When specifying reliability, it is not just the number of system failures that matter but the consequences of these failures.
Failures that have serious consequences are clearly more damaging than those where repair and recovery is straightforward.
In some cases, therefore, different reliability specifications for different types of failure may be defined.
What is meant by ‘over-specification’ of reliability?
Meaning: a high-level of reliability is specified but it is not cost-effective to achieve this.
How do we avoid this:
- Specify reliability requirements for different types of failure. Minor failures may be acceptable.
- Specify requirements for different services separately. Critical services should have the highest reliability requirements.
- Decide whether or not high reliability is really required or if dependability goals can be achieved in some other way.
Describe the steps to reliability specification?
Note: Different metrics may be used for different requirements.
What is meant by Functional reliability requirements?
Name each type of functional reliability requirement?

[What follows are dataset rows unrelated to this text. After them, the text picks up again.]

PR #338, opened 2024-03-11
Change CLI to `wam2layers track configfile.yml`

### LINKED ISSUE #328: Finalize cli visualize commands, support forwardtracking
Before v3 the interface for visualization should be finalized.

A test for the visualization of forward tracking data should also be added.

BSchilperoort:
Instead of trying to infer the tracking direction in, e.g., the visualization code, it's easier to put the direction in the config file.
Now that's changed, we don't need to specify "forwardtrack" or "backtrack" anymore in the CLI. Closes #328


Peter9192:
I'm all for this. Just wonder if 'tracking direction' is the best name for the new config setting. I was thinking of 'tracking mode' as an alternative. 

@ruudvdent are time and distance tracking alternative modes or additional options for a forward or backward run?

ruudvdent:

Meaning: specification for system and software functionality that avoids, detects and tolerates software faults.
3 Types:
Checking requirements:
- identify checks needed to ensure that incorrect data is detected before it leads to a failure.
Recovery requirements:
- Are geared to help the system recover after a failure has occurred.
Redundancy requirements:
- specify redundant features of the system to be included.
Process requirements:
- Are for reliability which specify the development process to be
used may also be included.
Summary of Topic (Reliability Specification)
Reliability requirements can be defined quantitatively. They include
probability of failure on demand (POFOD), rate of occurrence of failure (ROCOF) and availability (AVAIL).